Major funding for Newcastle researchers to target cancer
Scientists have received nearly £6 million from Cancer Research UK to fund their fight against the disease in adults and children.
13 March 2023
Newcastle University scientists have received nearly £6 million from Cancer Research UK to fund their fight against the disease in adults and children.
More than £2 million is going towards research into the most common type of brain tumour in children. Studies into bowel, liver, skin cancers and screening are also to receive significant funding injections.
The grants have been welcomed as good news for cancer patients, Newcastle University, and the city.
Heart of mission
Professor Steve Clifford, Director of the Newcastle University Centre for Cancer, said: “Making new discoveries and delivering them into the clinic is at the heart of our mission.
“We are thrilled to receive these new awards from Cancer Research UK, which will impact and improve patients’ journeys, and highlight our strengths in patient-focused research.
“Our new grants range from investment in new discovery and investigators for colorectal cancer, to advancing novel immune therapies for liver cancer.”
Professor Clifford is leading a team which has received £2.1 million to fund research into medulloblastoma. The most common malignant brain tumour in children, it affects 650 children in Europe every year and causes about 10 per cent of childhood cancer deaths.
Their work is aimed at increasing understanding of tumours, to not only improve survival but also deliver the kindest treatment to each child, so that survivors avoid treatment side effects as much as possible.
Professor Clifford said: “Thirty per cent of these cancers remain incurable and most survivors endure life-long effects from the disease and its treatment.

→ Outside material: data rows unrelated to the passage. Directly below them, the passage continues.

PR #3522, opened 2026-07-01
 🐛 Allow OCI image URLs without checksum

### LINKED ISSUE #3503: OCI Image unusable due to checksum validation conflict with BMO

Specifying an `oci://` URL for `image.url` in the `Metal3MachineTemplate` results in a validation conflict between CAPM3 and BMO, making it unusable. If the `checksum` is left empty, CAPM3 rejects it with the error `Image.Checksum: Required value: cannot be empty`; if a value is provided, BMO rejects it with the error `checksum must be empty for OCI images`. I believe this is likely due to changes introduced in BMO `PR#3186`(https://github.com/metal3-io/baremetal-operator/pull/3186).

I would like CAPM3 to not require a checksum when an `oci://` URL is used, and for the checksum to be omitted when populating the BMH object. 

I believe this can be resolved simply by adding an exception for `oci://` URLs to the checksum validation logic in `Image.Validate` and to the image copying logic (to the BMH) in `metal3machine_manager.go`.

**Environment:**

- Cluster-api version: v1.12.5
- Cluster-api-provider-metal3 version: v1.13.1

/kind bug

daigo-suhara:

OCI URLs (`oci://`) embed the content digest in the URL itself, so a separate `Image.Checksum` is not meaningful. BMO's `BareMetalHost` webhook explicitly forbids it (see [baremetal-operator#3186](https://github.com/metal3-io/baremetal-operator/pull/3186)), but CAPM3 still required a non-empty checksum and silently propagated whatever the user set to the `BareMetalHost`, causing the BMH patch to fail with `checksum must be empty for OCI images`.

This PR:

- Relaxes `Image.Validate()` so that an OCI URL is valid without a checksum, and rejects a non-empty checksum for OCI URLs with a clear error.
- Makes `setHostSpec()` refuse the same combination instead of forwarding a meaningless checksum to the `BareMetalHost`.
- Updates the generated CRDs so that `checksum` is no longer a required field (it remains required at runtime for non-OCI, non-live-iso images via `Image.Validate()`).
- Adds unit tests covering the OCI valid / invalid cases in `api/v1beta2/common_types_test.go`.

Fixes #3503

**Checklist:**

### DIFF
--- a/api/v1beta2/common_types.go
+++ b/api/v1beta2/common_types.go
@@ -98,8 +98,8 @@ type Image struct {
 	URL string `json:"url,omitempty"`
 
 	// checksum is a md5sum, sha256sum or sha512sum value or a URL to retrieve one.
-	// When diskFormat is live-iso, empty string is also a valid value.
-	// +required
+	// Optional for live-iso and oci:// URLs; required otherwise.
+	// +optional
 	// +kubebuilder:validation:MinLength=0
 	// +kubebuilder:validation:MaxLength=512
 	Checksum *string `json:"checksum,omitempty"`
@@ -143,6 +143,11 @@ type Metal3ObjectRef struct {
 	Namespace string `json:"namespace,omitempty"`
 }
 
+// IsOCI reports whether the image URL is an OCI reference.
+func (i *Image) IsOCI() bool {
+	return i != nil && strings.HasPrefix(strings.ToLower(i.URL), "oci://")
+}
+
 // Validate performs validation on [Image], returning a list of field errors using the provided base path.
 // It is intended to be used in the validation webhooks of resources containing [Image].
 func (i *Image) Validate(base field.Path) field.ErrorList {
@@ -161,6 +166,18 @@ func (i *Image) Validate(base field.Path) field.ErrorList {
 			errors = append(errors, field.Invalid(base.Child("URL"), i.URL, "not a valid URL"))
 		}
 	}
+
+	// Checksum is not required for OCI.
+	if i.IsOCI() {
+		if i.Checksum != nil && *i.Checksum != "" {
+			errors = append(errors, field.Forbidden(base.Child("Checksum"), "must be empty for OCI images"))
+		}
+		if i.ChecksumType != "" {
+			errors = append(errors, field.Forbidden(base.Child("ChecksumType"), "must be empty for OCI images"))
+		}
+		return errors
+	}
+
 	// Checksum is not required for live-iso.
 	if i.DiskFormat != LiveISODiskFormat {
 		if i.Checksum == nil || *i.Checksum == "" {
--- a/api/v1beta2/common_types_test.go
+++ b/api/v1beta2/common_types_test.go
@@ -98,6 +98,37 @@ func TestImageValidate(t *testing.T) {
 			ErrorExpected: false,
 			Name:          "Valid spec with live-iso diskFormat",
 		},
+		{
+			Image: Image{
+				URL: "oci://example.com/image:latest",
+			},
+			ErrorExpected: false,
+			Name:          "OCI image without checksum",
+		},
+		{
+			Image: Image{
+				URL:      "oci://example.com/image:latest",
+				Checksum: ptr.To(""),
+			},
+			ErrorExpected: false,
+			Name:          "OCI image with empty checksum",
+		},
+		{
+			Image: Image{
+				URL:      "oci://example.com/image:latest",
+				Checksum: ptr.To("sha256hash"),
+			},
+			ErrorExpected: true,
+			Name:          "OCI image with checksum",
+		},
+		{
+			Image: Image{
+				URL:          "oci://example.com/image:latest",
+				ChecksumType: "sha256",
+			},
+			ErrorExpected: true,
+			Name:          "OCI image with checksumType",
+		},
 	}
 
 	for _, tc := range cases {
--- a/baremetal/metal3machine_manager.go
+++ b/baremetal/metal3machine_manager.go
@@ -1155,15 +1155,11 @@ func (m *MachineManager) setHostSpec(_ context.Context, host *bmov1alpha1.BareMe
 			return fmt.Errorf("Metal3Machine %s has neither Image.URL nor CustomDeploy.Method configured", m.Metal3Machine.Name)
 		}
 
-		checksumType := ""
-		if m.Metal3Machine.Spec.Image.ChecksumType != "" {
-			checksumType = m.Metal3Machine.Spec.Image.ChecksumType
-		}
 		if imageConfigured {
 			host.Spec.Image = &bmov1alpha1.Image{
 				URL:          m.Metal3Machine.Spec.Image.URL,
 				Checksum:     ptr.Deref(m.Metal3Machine.Spec.Image.Checksum, ""),
-				ChecksumType: bmov1alpha1.ChecksumType(checksumType),
+				ChecksumType: bmov1alpha1.ChecksumType(m.Metal3Machine.Spec.Image.ChecksumType),
 				DiskFormat:   &m.Metal3Machine.Spec.Image.DiskFormat,
 			}
 		}
--- a/api/v1beta1/common_types.go
+++ b/api/v1beta1/common_types.go
@@ -65,7 +65,9 @@ type Image struct {
 	URL string `json:"url"`
 
 	// Checksum is a md5sum, sha256sum or sha512sum value or a URL to retrieve one.
-	Checksum string `json:"checksum"`
+	// Optional for live-iso and oci:// URLs; required otherwise.
+	// +optional
+	Checksum string `json:"checksum,omitempty"`
 
 	// ChecksumType is the checksum algorithm for the image.
 	// e.g md5, sha256, sha512
@@ -87,6 +89,11 @@ type CustomDeploy struct {
 	Method string `json:"method"`
 }
 
+// IsOCI reports whether the image URL is an OCI reference.
+func (i *Image) IsOCI() bool {
+	return i != nil && strings.HasPrefix(strings.ToLower(i.URL), "oci://")
+}
+
 // Validate performs validation on [Image], returning a list of field errors using the provided base path.
 // It is intended to be used in the validation webhooks of resources containing [Image].
 func (i *Image) Validate(base field.Path) field.ErrorList {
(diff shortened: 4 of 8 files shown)


api/v1beta2/common_types.go
```diff
@@ -161,6 +161,16 @@ func (i *Image) Validate(base field.Path) field.ErrorList {
 			errors = append(errors, field.Invalid(base.Child("URL"), i.URL, "not a valid URL"))
 		}
 	}
```
mabulgu, line 168: Consider adding a reusable `IsOCI()` method on `Image` instead of inlining this check. The same logic is duplicated in `metal3machine_manager.go`, and BMO already defines an equivalent method. Something like:

```go
func (i *Image) IsOCI() bool {
	return i != nil && strings.HasPrefix(strings.ToLower(i.URL), "oci://")
}
```

Then both the webhook and manager can use `i.IsOCI()` instead of repeating the prefix check.

Also, the same checksum validation issue exists in `api/v1beta1/common_types.go` -- its `Image.Validate()` also requires checksum unconditionally (except for live-iso). Users on v1beta1 would hit the same bug. Please update v1beta1 as well, along with its tests.

api/v1beta2/common_types.go
```diff
@@ -161,6 +161,16 @@ func (i *Image) Validate(base field.Path) field.ErrorList {
...
+
+	// Checksum is not required for OCI.
+	isOCI := strings.HasPrefix(strings.ToLower(i.URL), "oci://")
```
mabulgu: Should CAPM3 reject non-empty checksum for OCI images? BMO already enforces this constraint. Duplicating it here creates tight coupling -- if BMO ever relaxes this rule, CAPM3 would also need an update.

An alternative is to simply skip the checksum requirement for OCI (like we do for `live-iso`) and let BMO handle its own validation. This also makes the webhook behavior consistent: live-iso allows any checksum value (including non-empty), while OCI would forbid it.

Either approach is defensible, but worth discussing.

baremetal/metal3machine_manager.go
```diff
@@ -1160,9 +1160,13 @@ func (m *MachineManager) setHostSpec(_ context.Context, host *bmov1alpha1.BareMe
 			checksumType = m.Metal3Machine.Spec.Image.ChecksumType
 		}
 		if imageConfigured {
+			checksum := ptr.Deref(m.Metal3Machine.Spec.Image.Checksum, "")
+			if strings.HasPrefix(strings.ToLower(m.Metal3Machine.Spec.Image.URL), "oci://") && checksum != "" {
```
mabulgu: Two concerns here:

1. This error should never be reached if the webhook is working correctly -- the `Validate()` webhook already rejects OCI + non-empty checksum. If we keep both, a comment explaining the belt-and-suspenders intent would help.

2. More importantly, even when checksum is empty, the code still sets `Checksum: ""` and `ChecksumType` on the BMH for OCI images. It would be cleaner to omit these fields entirely for OCI:

```go
if imageConfigured {
	host.Spec.Image = &bmov1alpha1.Image{
		URL:        m.Metal3Machine.Spec.Image.URL,
		DiskFormat: &m.Metal3Machine.Spec.Image.DiskFormat,
	}
	if !m.Metal3Machine.Spec.Image.IsOCI() {
		host.Spec.Image.Checksum = ptr.Deref(m.Metal3Machine.Spec.Image.Checksum, "")
		if m.Metal3Machine.Spec.Image.ChecksumType != "" {
			host.Spec.Image.ChecksumType = bmov1alpha1.ChecksumType(m.Metal3Machine.Spec.Image.ChecksumType)
		}
	}
}
```

mabulgu (changes requested):
Thanks for the contribution @daigo-suhara! The overall approach is correct. I have a few suggestions below -- mostly around code reuse, missing v1beta1 coverage, and how checksum is passed to the BMH.

api/v1beta2/common_types.go
daigo-suhara: Indeed. To prevent a recurrence of a bug similar to this one, it would be best to leave it to BMO.

api/v1beta2/common_types.go
daigo-suhara: Done in c9c7246d. Added `IsOCI()` and applied the same fix to `api/v1beta1`

baremetal/metal3machine_manager.go
daigo-suhara: Done in c9c7246d — omitted `Checksum` / `ChecksumType` on the BMH `Image` for OCI images, and dropped the runtime error

mabulgu:
@daigo-suhara You should also DCO sign-off your commits. see here: https://github.com/metal3-io/cluster-api-provider-metal3/pull/3522/checks?check_run_id=84599438085

daigo-suhara:
> @daigo-suhara You should also DCO sign-off your commits. see here: https://github.com/metal3-io/cluster-api-provider-metal3/pull/3522/checks?check_run_id=84599438085

I've amended the commits to include the DCO sign-off and force-filed them.

baremetal/metal3machine_manager.go
```diff
@@ -1155,16 +1155,14 @@ func (m *MachineManager) setHostSpec(_ context.Context, host *bmov1alpha1.BareMe
...
-				ChecksumType: bmov1alpha1.ChecksumType(checksumType),
-				DiskFormat:   &m.Metal3Machine.Spec.Image.DiskFormat,
+				URL:        m.Metal3Machine.Spec.Image.URL,
+				DiskFormat: &m.Metal3Machine.Spec.Image.DiskFormat,
+			}
+			if !m.Metal3Machine.Spec.Image.IsOCI() {
+				host.Spec.Image.Checksum = ptr.Deref(m.Metal3Machine.Spec.Image.Checksum, "")
+				host.Spec.Image.ChecksumType = bmov1alpha1.ChecksumType(m.Metal3Machine.Spec.Image.ChecksumType)
 			}
 		}
```
mabulgu, line 1165: Nit: the old code had a guard `if m.Metal3Machine.Spec.Image.ChecksumType != ""` before setting `ChecksumType`. Without that guard, an empty string gets assigned as `bmov1alpha1.ChecksumType("")`. Not a bug, but it is a needless assignment. Consider restoring the guard:

```go
if !m.Metal3Machine.Spec.Image.IsOCI() {
	host.Spec.Image.Checksum = ptr.Deref(m.Metal3Machine.Spec.Image.Checksum, "")
	if m.Metal3Machine.Spec.Image.ChecksumType != "" {
		host.Spec.Image.ChecksumType = bmov1alpha1.ChecksumType(m.Metal3Machine.Spec.Image.ChecksumType)
	}
}
```

baremetal/metal3machine_manager.go
```diff
@@ -1155,16 +1155,14 @@ func (m *MachineManager) setHostSpec(_ context.Context, host *bmov1alpha1.BareMe
...
-		}
 		if imageConfigured {
 			host.Spec.Image = &bmov1alpha1.Image{
-				URL:          m.Metal3Machine.Spec.Image.URL,
-				Checksum:     ptr.Deref(m.Metal3Machine.Spec.Image.Checksum, ""),
-				ChecksumType: bmov1alpha1.ChecksumType(checksumType),
-				DiskFormat:   &m.Metal3Machine.Spec.Image.DiskFormat,
+				URL:        m.Metal3Machine.Spec.Image.URL,
+				DiskFormat: &m.Metal3Machine.Spec.Image.DiskFormat,
+			}
```
mabulgu: Could you also add a unit test for this `setHostSpec` change? Specifically, a test that verifies an OCI image does not populate `Checksum` or `ChecksumType` on the resulting BMH, and a test that verifies non-OCI images still populate them as before.

mabulgu (commented):
Thanks for addressing the previous review, @daigo-suhara! The changes look much better. Two small items below.

baremetal/metal3machine_manager.go
daigo-suhara: Done in 15ad5839. Restored the `if != ""` guard so `ChecksumType("")` is no longer assigned when unset.

baremetal/metal3machine_manager.go
daigo-suhara: Done in 15ad5839. Added two entries to the `Test SetHostSpec` DescribeTable:
 
  - `OCI image does not populate Checksum or ChecksumType` — verifies the BMH Image only has `URL` and `DiskFormat` for `oci://` URLs.
  - `Non-OCI image populates Checksum and ChecksumType` — verifies the existing behavior with an explicit `ChecksumType: "sha256"`.

mabulgu (approved):
LGTM, thanks for addressing all the feedback @daigo-suhara! The `ChecksumType` guard and the new `setHostSpec` tests look good.

peppi-lotta:
@daigo-suhara Thank you for this fix! This is good work. Excellent reviews from @mabulgu. 
/copilot-review

api/v1beta2/common_types_test.go
```diff
@@ -98,6 +98,29 @@ func TestImageValidate(t *testing.T) {
...
+			ErrorExpected: false,
+			Name:          "Valid OCI URL with empty checksum",
+		},
+		{
+			Image: Image{
+				URL:      "oci://quay.io/example/rhcos:latest",
+				Checksum: ptr.To("f7600f7a274d974a236c4da5161265859c32da93a7c8de6a77d560378a1384ef"),
+			},
+			ErrorExpected: false,
+			Name:          "OCI URL with non-empty checksum is accepted (BMO will reject)",
```
peppi-lotta: `setHostSpec` strips the checksum before sending to BMO does it not? so this comment is not accurate.

api/v1beta2/common_types.go
peppi-lotta: Currently doesn't the `setHostSpec` strip the checksum when image is OCI? CAPM3 now "silently" drops the values and never sends them to BMO.  I think it might be better to have the same constraint in CAPM3 and BMO because now if BMO relaxes the constraints, CAPM3 would require the `setHostSpec` to be changed but  it would be hard to remember/catch the inconsistency because CAPM3 accepts the checksum value and never sends it forward. The flow of these values from CAPM3 to BMO is never tested when image is OCI and tests are only repo specific.

daigo-suhara:
@peppi-lotta Thank you for the review. 
I've reworked the change to keep CAPM3 and BMO aligned:

**Changes**

  - `Image.Validate()` now rejects a non-empty `Checksum` and `ChecksumType` with `field.Forbidden` when the URL is `oci://`.
  - Removed the `if !IsOCI()` branch in `setHostSpec()` and restored the pass-through: `Checksum` and `ChecksumType` are copied to the BareMetalHost as-is.

peppi-lotta:
> @peppi-lotta Thank you for the review. I've reworked the change to keep CAPM3 and BMO aligned:
> 
> **Changes**
> 
>     * `Image.Validate()` now rejects a non-empty `Checksum` and `ChecksumType` with `field.Forbidden` when the URL is `oci://`.
> 
>     * Removed the `if !IsOCI()` branch in `setHostSpec()` and restored the pass-through: `Checksum` and `ChecksumType` are copied to the BareMetalHost as-is.

@daigo-suhara Thank you! I think this is clearer for user because values are kept aligned between the repos. Validation gives fast failure so user is fast to mitigate. I'm happy to give this an LGTM but before that please squash your commits  into one.

daigo-suhara:
> > @peppi-lotta Thank you for the review. I've reworked the change to keep CAPM3 and BMO aligned:
> > **Changes**
> > ```
> > * `Image.Validate()` now rejects a non-empty `Checksum` and `ChecksumType` with `field.Forbidden` when the URL is `oci://`.
> > 
> > * Removed the `if !IsOCI()` branch in `setHostSpec()` and restored the pass-through: `Checksum` and `ChecksumType` are copied to the BareMetalHost as-is.
> > ```
> 
> @daigo-suhara Thank you! I think this is clearer for user because values are kept aligned between the repos. Validation gives fast failure so user is fast to mitigate. I'm happy to give this an LGTM but before that please squash your commits into one.

@peppi-lotta Squashed into a single commit (`d075fd5b`) — force-pushed.

adilGhaffarDev (approved):
/approve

“Our aim is to build on previous research to identify targets for developing new therapies and tailor treatments to individual patients.
“This latest funding is pioneering biological discovery and new clinical trials across Europe, which are using advanced tools such as artificial intelligence and machine learning to improve outcomes.”
Dr Laura Greaves has received a £1.6 million grant to target bowel cancer. The research will focus on mitochondrial DNA mutations, which are present in 60 per cent of colorectal adenocarcinoma, which is a type of bowel cancer. These mutations can speed up tumour growth.
Dr Greaves said: “Colorectal cancer causes more than 16,000 deaths in the UK every year, therefore we urgently need to develop new therapeutic approaches.
“The study will examine whether the mitochondrial DNA mutations represent a vulnerability in the cancer which could be targeted by new treatments.”
Patients with liver cancer should benefit from nearly £2 million for research by a team headed by Professor Derek Mann.
The team’s work focuses on improving immunotherapy treatments – which work by helping the body’s immune system recognise and attack cancer cells – for patients who have liver cancer which has been diagnosed too late for them to benefit from surgical procedures.
Although not a cure, immunotherapy can enable them to live longer and better lives. The project is in collaboration with a team at the CRUK Beatson Institute in Glasgow headed by Professor Owen Sansom.
Improving survival rates
Dr Katie Best’s research will help towards developing a test and target for treating patients with early melanoma skin cancer at high risk of metastasis or spreading.
Funding of nearly £23,000 is for her bid to improve survival and prevent patients from developing aggressive metastatic disease.
Life-saving cancer screening programmes are the focus of Dr Laura Woods’ work.
She has received an £80,000 grant to find out where and why uptake for screening for breast, bowel and cervical cancer is especially poor. Ultimately her data could help eliminate inequalities in cancer survival.
In addition, Simon Bailey, who is a professor of paediatric neuro-oncology and consultant paediatric oncologist at Newcastle, has received £67,000 for a new medulloblastoma clinical trial with the Birmingham trials unit.
The research will focus on children with medulloblastoma, a type of brain tumour, who have side effects from chemotherapy including hearing loss and impact on their IQ. The aim is to establish the gold standard of treatment for these children.